[AVAILABLE DATA Boundary: Start]

PR #572, opened 2019-02-25
[12.0][MIG] website_form_recaptcha: Migration to v12

cristinamartinrod:
cc @Tecnativa


pedrobaeza:
Check runbot and Travis status and squash some adjacent translation commits.

website_form_recaptcha/models/website_config_settings.py
```diff
@@ -1,15 +1,34 @@
...
-from odoo import fields, models
+from odoo import api, fields, models
 
 
 class ResConfigSettings(models.TransientModel):
     _inherit = 'res.config.settings'
 
     recaptcha_key_site = fields.Char(
         related='website_id.recaptcha_key_site',
+        readonly=False,
```
yajo, line 12: Related fields not readonly are a good idea? Or transient models are the exception? cc @pedrobaeza

website_form_recaptcha/models/website_config_settings.py
```diff
@@ -1,15 +1,34 @@
...
     )
     recaptcha_key_secret = fields.Char(
         related='website_id.recaptcha_key_secret',
+        readonly=False,
```
yajo, line 16: Same here.

website_form_recaptcha/models/website.py
```diff
@@ -1,11 +1,12 @@
...
-from odoo import models, fields
+from odoo import api, fields, models
 
 
 class Website(models.Model):
     _inherit = 'website'
 
     recaptcha_key_site = fields.Char()
     recaptcha_key_secret = fields.Char()
+    has_google_recaptcha = fields.Boolean()
```
yajo: This field does nothing AFAICS. Remove it please.

website_form_recaptcha/models/website_config_settings.py
```diff
@@ -1,15 +1,34 @@
...
+    )
+
+
+    @api.depends('website_id')
+    def has_google_recaptcha(self):
```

[AVAILABLE DATA Boundary: End]

TASK => Please copy out each record, character for character.

OUTPUT BELOW =>
PR #572, opened 2019-02-25
[12.0][MIG] website_form_recaptcha: Migration to v12

cristinamartinrod:
cc @Tecnativa


pedrobaeza:
Check runbot and Travis status and squash some adjacent translation commits.

website_form_recaptcha/models/website_config_settings.py
```diff
@@ -1,15 +1,34 @@
...
-from odoo import fields, models
+from odoo import api, fields, models
 
 
 class ResConfigSettings(models.TransientModel):
     _inherit = 'res.config.settings'
 
     recaptcha_key_site = fields.Char(
         related='website_id.recaptcha_key_site',
+        readonly=False,
```
yajo, line 12: Related fields not readonly are a good idea? Or transient models are the exception? cc @pedrobaeza

website_form_recaptcha/models/website_config_settings.py
```diff
@@ -1,15 +1,34 @@
...
     )
     recaptcha_key_secret = fields.Char(
         related='website_id.recaptcha_key_secret',
+        readonly=False,
```
yajo, line 16: Same here.

website_form_recaptcha/models/website.py
```diff
@@ -1,11 +1,12 @@
...
-from odoo import models, fields
+from odoo import api, fields, models
 
 
 class Website(models.Model):
     _inherit = 'website'
 
     recaptcha_key_site = fields.Char()
     recaptcha_key_secret = fields.Char()
+    has_google_recaptcha = fields.Boolean()
```
yajo: This field does nothing AFAICS. Remove it please.

website_form_recaptcha/models/website_config_settings.py
```diff
@@ -1,15 +1,34 @@
...
+    )
+
+
+    @api.depends('website_id')
+    def has_google_recaptcha(self):
```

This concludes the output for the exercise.